When promoting television programming to children, industry marketing executives often feel they need to attract young viewers by employing the attention-getting tactics of a circus ringmaster.
But for Pittard Sullivan, a Los Angeles-based design company, developing youth-targeted branding packages requires the delicate steps of a tightrope walker.
‘There’s a very fine line you have to walk between offering parents what they want their kids to see as opposed to what their kids really want to watch,’ says Ed Sullivan, president and co-founder of Pittard Sullivan. ‘Our success has come from respecting this line and creating concepts and designs that do both.’

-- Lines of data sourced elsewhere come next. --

PR #2005, opened 2019-09-16
Mark maven goals as threadSafe

### LINKED ISSUE #1904: jib-maven-plugin should be marked as `threadsafe`
Maven complains when using the `jib-maven-plugin` with multiple threads (`mvn -T2`).
```
[WARNING] *****************************************************************
[WARNING] * Your build is requesting parallel execution, but project      *
[WARNING] * contains the following plugin(s) that have goals not marked   *
[WARNING] * as @threadSafe to support parallel building.                  *
[WARNING] * While this /may/ work fine, please look for plugin updates    *
[WARNING] * and/or request plugins be made thread-safe.                   *
[WARNING] * If reporting an issue, report it against the plugin in        *
[WARNING] * question, not against maven-core                              *
[WARNING] *****************************************************************
```

Our Maven goals should be marked as `threadsafe=true`.

TadCordle:
Fixes #1904.

The issue makes a good point about Jib having the potential to be "smarter" with its concurrency, but maybe we should open a new issue about that.

### DIFF
--- a/jib-maven-plugin/src/main/java/com/google/cloud/tools/jib/maven/BuildDockerMojo.java
+++ b/jib-maven-plugin/src/main/java/com/google/cloud/tools/jib/maven/BuildDockerMojo.java
@@ -42,7 +42,8 @@ import org.apache.maven.plugins.annotations.ResolutionScope;
 /** Builds a container image and exports to the default Docker daemon. */
 @Mojo(
     name = BuildDockerMojo.GOAL_NAME,
-    requiresDependencyResolution = ResolutionScope.RUNTIME_PLUS_SYSTEM)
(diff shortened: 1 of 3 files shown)


loosebazooka:
Yeah there's probably a few things we could do if we did maven/gradle specific things.

briandealwis:
I don't think `@threadSafe` buys us anything until we're smarter, and in fact can make us look worse.

TadCordle:
I don't feel strongly about it. It *is* thread-safe, so it's nice to remove the warning even if it may be sub-optimal (which would only be for the first run, since caching takes over afterwards). But I can close this if you think it's important to make it optimal before removing the warning.

briandealwis:
Good point: my bad results were for a pathological case; it's unlikely that anybody would run 50 simultaneous builds.

PR #2009, opened 2019-09-17
Minor cleanups

chanseokoh:


jib-core/src/main/java/com/google/cloud/tools/jib/registry/RegistryAuthenticator.java
```diff
@@ -245,10 +243,7 @@ private Authorization authenticate(@Nullable Credential credential, String scope
                 scope,
                 registryEndpointRequestProperties.getSourceImageName(),
                 "pull");
-        Authorization auth = authenticate(credential, scopes);
-        if (auth != null) {
-          return auth;
-        }
+        return authenticate(credential, scopes);
```
loosebazooka: Seems like this may not be right? Authenticate needs to fail-over to the next one if this fails?

loosebazooka: oh is it not nullable?

chanseokoh: Yeah, I found it cannot be null.

PR #2012, opened 2019-09-18
Check exit code for 'docker inspect'

### LINKED ISSUE #2011: Cryptic error when Docker base image doesn't exist
The command to get the image size (`docker inspect -f {{.Size}}`) fails if the image doesn't exist, hence the cryptic error.

```
Caused by: java.lang.NumberFormatException: For input string: ""
    at java.lang.NumberFormatException.forInputString (NumberFormatException.java:65)
    at java.lang.Long.parseLong (Long.java:702)
    at java.lang.Long.parseLong (Long.java:817)
    at com.google.cloud.tools.jib.docker.DockerClient.sizeOf (DockerClient.java:235)
    at com.google.cloud.tools.jib.builder.steps.SaveDockerStep.call (SaveDockerStep.java:57)
    at com.google.cloud.tools.jib.builder.steps.SaveDockerStep.call (SaveDockerStep.java:32)
    at com.google.common.util.concurrent.TrustedListenableFutureTask$TrustedFutureInterruptibleTask.runInterruptibly (TrustedListenableFutureTask.java:125)
    at com.google.common.util.concurrent.InterruptibleTask.run (InterruptibleTask.java:69)
    at com.google.common.util.concurrent.TrustedListenableFutureTask.run (TrustedListenableFutureTask.java:78)
    at java.util.concurrent.ThreadPoolExecutor.runWorker (ThreadPoolExecutor.java:1128)
    at java.util.concurrent.ThreadPoolExecutor$Worker.run (ThreadPoolExecutor.java:628)
    at java.lang.Thread.run (Thread.java:834)
```

chanseokoh:
Fixes #2011.

### DIFF
--- a/jib-core/src/main/java/com/google/cloud/tools/jib/docker/DockerClient.java
+++ b/jib-core/src/main/java/com/google/cloud/tools/jib/docker/DockerClient.java
@@ -136,7 +136,8 @@ public class DockerClient {
       imageTarball.writeTo(stdin);
 
     } catch (IOException ex) {
-      // Tries to read from stderr.
+      // Tries to read from stderr. Not using getStderrOutput(), as we want to show the error
+      // message from the tarball I/O write failure when reading from stderr fails.
       String error;
       try (InputStreamReader stderr =
           new InputStreamReader(dockerProcess.getErrorStream(), StandardCharsets.UTF_8)) {
--- a/jib-core/src/main/java/com/google/cloud/tools/jib/docker/DockerClient.java
+++ b/jib-core/src/main/java/com/google/cloud/tools/jib/docker/DockerClient.java
@@ -27,6 +27,7 @@ import java.io.BufferedOutputStream;
 import java.io.IOException;
 import java.io.InputStream;
 import java.io.InputStreamReader;
+import java.io.OutputStream;
 import java.nio.charset.StandardCharsets;
 import java.nio.file.Files;
 import java.nio.file.Path;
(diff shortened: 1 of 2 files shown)


jib-core/src/main/java/com/google/cloud/tools/jib/docker/DockerClient.java
```diff
@@ -140,11 +141,10 @@ public String load(ImageTarball imageTarball, Consumer<Long> writtenByteCountLis
       try (InputStreamReader stderr =
           new InputStreamReader(dockerProcess.getErrorStream(), StandardCharsets.UTF_8)) {
         error = CharStreams.toString(stderr);
-
       } catch (IOException ignored) {
-        // This ignores exceptions from reading stderr and throws the original exception from
+        // This ignores exceptions from reading stderr and uses the original exception from
         // writing to stdin.
-        throw ex;
+        error = ex.getMessage();
```
briandealwis: Couldn't this code use the same `getStderrOutput(dockerProcess))` as below?

chanseokoh: I actually tried that and contemplated the code. Went back and forth. `getStderrOutput()` returns the canned `unknown` message when an IO error occurs while reading the stderr message. However, the original code wants that if such an IO error occurs, it shows the error message of the original IO exception that occurred while writing into the process, which reveals more useful information. I could change `getStderrOutput()` to accept a "default" error message to print if it fails to read stderr for any reason, but since here is the only usage for that, so I decided to leave it read stderr manually here.

briandealwis: That makes sense; would be worth a comment to that effect here

PR #2018, opened 2019-09-23
Fix local base image temp directory cleanup

### LINKED ISSUE #2016: FileOperations.deleteRecursiveOnExit() doesn't seem to work
I always get the following exception (triggered when specifying a Docker base image, as Jib tries to delete a temp directory from `docker save`) with Maven. Gradle doesn't complain, but it doesn't delete the temp directory either. I think JVM unloads classes by the time the shutdown hook code executes, unfortunately. But deleting a directory recursively may already be too expensive to be executed as a shutdown hook. I wish we could delete these directories much earlier before JVM termination.

```
[INFO] BUILD SUCCESS
[INFO] Total time:  5.810 s
[INFO] Finished at: 2019-09-23T12:47:38-04:00
Exception in thread "Thread-3" Exception in thread "Thread-2" java.lang.NoClassDefFoundError: com/google/common/io/RecursiveDeleteOption
        at com.google.cloud.tools.jib.filesystem.FileOperations.lambda$deleteRecursiveOnExit$1(FileOperations.java:102)
        at java.lang.Thread.run(Thread.java:748)
Caused by: java.lang.ClassNotFoundException: com.google.common.io.RecursiveDeleteOption
        at org.codehaus.plexus.classworlds.strategy.SelfFirstStrategy.loadClass(SelfFirstStrategy.java:50)
        at org.codehaus.plexus.classworlds.realm.ClassRealm.unsynchronizedLoadClass(ClassRealm.java:271)
        at org.codehaus.plexus.classworlds.realm.ClassRealm.loadClass(ClassRealm.java:247)
        at org.codehaus.plexus.classworlds.realm.ClassRealm.loadClass(ClassRealm.java:239)
        ... 2 more
java.lang.NoClassDefFoundError: com/google/common/io/RecursiveDeleteOption
        at com.google.cloud.tools.jib.filesystem.FileOperations.lambda$deleteRecursiveOnExit$1(FileOperations.java:102)
        at java.lang.Thread.run(Thread.java:748)
```

TadCordle:
Fixes #2016. Rather than using a shutdown hook to clean up temporary directories, we keep track of them in a thread-safe set that gets passed into the build steps and iterate through them when the build steps finish. I'm not sure how I feel about passing around a list that gets modified inside the build steps, but I think it's overall simpler than doing something like returning multiple values (the temp directories + whatever the steps were originally returning) and collecting them in `StepsRunner`.

Also, right now the only two steps that use temporary directories are `SaveDockerStep` and `ExtractTarStep`, which happen one after the other, so the thread-safe data structure may be unnecessary at the moment.


jib-core/src/main/java/com/google/cloud/tools/jib/builder/steps/ExtractTarStep.java
```diff
@@ -88,14 +88,17 @@ static boolean isGzipped(Path path) throws IOException {
...
   private final Path tarPath;
   private final ProgressEventDispatcher.Factory progressEventDispatcherFactory;
+  private final Queue<Path> directoriesToDelete;
 
   ExtractTarStep(
       BuildConfiguration buildConfiguration,
       Path tarPath,
-      ProgressEventDispatcher.Factory progressEventDispatcherFactory) {
+      ProgressEventDispatcher.Factory progressEventDispatcherFactory,
+      Queue<Path> directoriesToDelete) {
```
briandealwis: Why a `Queue` specifically instead of a `Collection` or `Set`?  (Queue's API can throw an exception on `add()`, which is unhandled below.)

Would it make sense to maintain this cleanup logic in the `BuildConfiguration`?  Post-Build Clean Up Hooks?

TadCordle: No reason really, I guess we can use a `Set`.

Not sure if we should keep track of the directories to cleanup in `BuildConfiguration`, since I think `BuildConfiguration` is supposed to be immutable?

I suppose another option would be to create the temporary directories beforehand in `StepsRunner` and pass the paths into the build steps that need them so they're easier to cleanup later.

chanseokoh: This is simpler, but just throwing an idea that I think looks better from an API standpoint:

In a similar vain, we could turn the set to a class like `TempDirectoryProvider` that has `newDirectory()` and keeps track of created directories to delete them later? We already have `TemporaryDirectory`, but looks like it doesn't fit into this in its current form. (And perhaps `StepsRunner` will have to call `close()` in the `finally` block.)

TadCordle: That does seem cleaner from an API standpoint, although I don't like adding new classes for such small use cases. I'll give it a shot regardless.

TadCordle:
I added `TempDirectoryProvider`, which had a lot in common with `TemporaryDirectory`, so I ended up just removing the latter completely. I think this is nicer.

Sullivan and his business partner Billy Pittard created the company in 1987. In 10 short years, Pittard Sullivan has grown into a multimillion-dollar operation, with a staff of 120 employees and additional offices in New York, Munich and Hong Kong. Its client list has included virtually every major motion-picture studio and television network around the globe.
The company recently used some fancy footwork when it developed an on-air graphic design identity package for the Discovery Kids Channel in Latin America. The network wanted to entertain its audience without appearing informative. But parents also had to be able to pick up on the channel’s educational value.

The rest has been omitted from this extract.